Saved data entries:
++++++++++++++++++++

Issue #274, opened 2016-06-08
Mark IDC fetched records as read_only


dylanahsmith:
cc @airhorns, @camilo

This was attempted before in https://github.com/Shopify/identity_cache/pull/85, which gives a good explanation for the problem:

> IdentityCache is a forever inconsistent datastore. It is a duplication of state across two different storage backends, and unless we somehow confirmed commit in both places before acknowledging, we can't guarantee that the two are in sync. The ruby process could die before it has a chance to issue the memcache DEL, the request could get lost if the connection is interrupted or any number of other things could prevent IDC from reflecting whats truly in the database.
> 
> This being the case, it is sketchy to write something you find in IDC back to the database, because you might be writing out of date data to the database. This is already the case with a MySQL insert in Rails cause you had to have read that data a finite amount of time ago, but that window is usually much smaller, and we have locking primitives and transactions to manage this. With IDC, we don't have that, and we don't have any way of knowing if the data is out of date without asking the database, which entirely defeats the purpose of IDC.
> 
> So, I suggest we return only readonly records from IDC. If you are gonna write a record, first fetch its values from the DB.

One thing I think we should do differently from the pull request, is that records returned from IDC methods when `IdentityCache.should_cache?` returns false should not be marked as read-only.  The problem with marking those records as read-only is that it prevents us from sharing code to use for reading and writing, e.g. calculating some aggregation for a confirmation page which should be consistent with the calculation for the operation itself.

On the other hand, records fetched from the database on a cache miss when `IdentityCache.should_cache?` returns true should be marked as read-only.  This way code that does the wrong thing will fail deterministically, rather than passing on a cache miss and failing on a cache hit.

We might also want to consider making this behaviour configurable, so that we don't get blocked on Shopify needed to be updated to work with this new behaviour, which was probably the main reason that the previous PR didn't get finished and merged.  That way we can at least have identity cache do the right thing by default on the next release with breaking changes.

airhorns:
All excellent points, I agree! It's tempting to let records from the DB miss path be writable since they are technically up to date but I think determinism and sanity is sooo much more important. Good call.

camilo:
I think @daniellaniyo can do this after she finishes with the unchain-ability of resutls

eugeneius:
> One thing I think we should do differently from the pull request, is that records returned from IDC methods when `IdentityCache.should_cache?` returns false should not be marked as read-only.

[...]

PR #279, opened 2016-07-07
Deprecate setting the inverse active record association on cache hit.

dylanahsmith:
@daniellaniyo & @camilo for review

## Problem

I noticed that we were doing `association.target.each {|e| association.set_inverse_instance(e) }` on a cache hit, which meant we were setting the active record association rather than just the cached association.

This is inconsistent with our philosophy of requiring code to explicitly use identity cache, since code like `associated_record.item` can implicitly return a cached record rather than requiring `associated_record.fetch_item`.  This could result in cache corruption accidentally being persisted to the database if the record retrieved through the belongs_to association is saved.

I'm not sure how often this is actually a problem in practice.  That will probably be easier to see once https://github.com/Shopify/identity_cache/issues/274 is implemented.

## Solution

Fixing this would be a breaking change, in fact it will cause test failures in Shopify, so I added IdentityCache.never_set_inverse_association which can be set to true to get the correct behaviour.  In that case it will still set the inverse cached association so `associated_record.item` can be changed to `associated_record.fetch_item` to avoid extra database queries.

### DIFF
--- a/CHANGELOG.md
+++ b/CHANGELOG.md
@@ -2,7 +2,7 @@
 
 #### 0.3.2
 
-- Deprecate setting the inverse active record association on cache hits. Set IdentityCache.never_set_inverse_association to true to avoid this.
+- Deprecate setting the inverse active record association on cache hits. Set IdentityCache.never_set_inverse_association to true to avoid this. (#279)
 - Fetch association returns relation or array depending on the configuration. It was only returning a relation for cache_has_many fetch association methods. (#276)
 - Stop sharing the same attributes hash between the fetched record and the memoized cache, which could interfere with dirty tracking (#267)
 
--- a/CHANGELOG.md
+++ b/CHANGELOG.md
@@ -2,6 +2,7 @@
 
 #### 0.3.2
 
+- Deprecate setting the inverse active record association on cache hits. Set IdentityCache.never_set_inverse_association to true to avoid this.
 - Fetch association returns relation or array depending on the configuration. It was only returning a relation for cache_has_many fetch association methods. (#276)
 - Stop sharing the same attributes hash between the fetched record and the memoized cache, which could interfere with dirty tracking (#267)
 
--- a/lib/identity_cache.rb
+++ b/lib/identity_cache.rb
@@ -45,7 +45,7 @@ module IdentityCache
     # fetch_#{association} for a cache_has_many association returns a relation
     # when fetch_returns_relation is set to true and an array when set to false.
     mattr_accessor :fetch_returns_relation
-    self.fetch_returns_relation = version >= Gem::Version.new("0.4")
+    self.fetch_returns_relation = version < Gem::Version.new("0.4")
 
     # Inverse active record associations are set when loading embedded
     # cache_has_many associations from the cache when never_set_inverse_association
--- a/lib/identity_cache.rb
+++ b/lib/identity_cache.rb
@@ -40,8 +40,18 @@ module IdentityCache
     mattr_accessor :cache_namespace
     self.cache_namespace = "IDC:#{CACHE_VERSION}:".freeze
 
+    version = Gem::Version.new(IdentityCache::VERSION)
+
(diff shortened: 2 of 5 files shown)


CHANGELOG.md
```diff
@@ -2,6 +2,7 @@
 
 #### 0.3.2
 
+- Deprecate setting the inverse active record association on cache hits. Set IdentityCache.never_set_inverse_association to true to avoid this.
```
daniellaniyo: I think the PR number (#279) should be added at the end to keep the logs consistent with the last two entries.

lib/identity_cache.rb
```diff
@@ -40,8 +40,18 @@ class << self
     mattr_accessor :cache_namespace
     self.cache_namespace = "IDC:#{CACHE_VERSION}:".freeze
 
+    version = Gem::Version.new(IdentityCache::VERSION)
+
+    # fetch_#{association} for a cache_has_many association returns a relation
+    # when fetch_returns_relation is set to true and an array when set to false.
     mattr_accessor :fetch_returns_relation
-    self.fetch_returns_relation = true
+    self.fetch_returns_relation = version >= Gem::Version.new("0.4")
```
daniellaniyo: self.fetch_returns_relation should return true for versions < 0.4 to keep it consistent with what we had before ... maybe try `self.fetch_returns_relation = version < Gem::Version.new("0.4")` ?

CHANGELOG.md
dylanahsmith: Thanks for the reminder.  I didn't add it while writing it because I didn't have a PR to get the number from.

lib/identity_cache/query_api.rb
```diff
@@ -145,7 +145,20 @@ def set_embedded_association(record, association_name, coder_or_array) #:nodoc:
...
           association = reflection.association_class.new(record, reflection)
           association.target = coder_or_array.map {|e| record_from_coder(e) }
-          association.target.each {|e| association.set_inverse_instance(e) }
+
+          if reflection.klass < IdentityCache
+            inverse_association_name = record.class.cached_has_manys.fetch(association_name).fetch(:inverse_name)
+            cached_inverse_association = reflection.klass.cached_belongs_tos[inverse_association_name]
+            if cached_inverse_association
+              prepopulate_method_name = cached_inverse_association.fetch(:prepopulate_method_name)
+              association.target.each { |child_record| child_record.send(prepopulate_method_name, record) }
```
daniellaniyo: Does this only set the inverse of the cached association?

dylanahsmith: Yup.  Maybe I should extract this into a private method for clarity.

dylanahsmith:
@daniellaniyo I think I've addressed your feedback now

lib/identity_cache/query_api.rb
```diff
@@ -139,13 +139,31 @@ def record_from_coder(coder) #:nodoc:
...
+      def set_inverse_of_cached_has_many(record, association_reflection, child_records)
+        associated_class = association_reflection.klass
+        return unless associated_class < IdentityCache
+
+        inverse_name = record.class.cached_has_manys.fetch(association_reflection.name).fetch(:inverse_name)
+        inverse_cached_association = associated_class.cached_belongs_tos[inverse_name]
+        return unless inverse_cached_association
+
+        prepopulate_method_name = inverse_cached_association.fetch(:prepopulate_method_name)
+        child_records.each { |child_record| child_record.send(prepopulate_method_name, record) }
```
camilo: is the method ever non-public? if not maybe use `public_send` ?

camilo:
LGMT.

lib/identity_cache/query_api.rb
dylanahsmith: Oh, it looks like we define these methods as public.  However, I don't think they should be part of the public API.  They also do the same thing as `record.instance_variable_set(:"@#{options.fetch(:records_variable_name)}", cached_association)` which we do elsewhere.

++++++++++++++++++++

__What to do__. For the word "github", count the lines of the data that contain it and give only the count.

__Written solution__. 2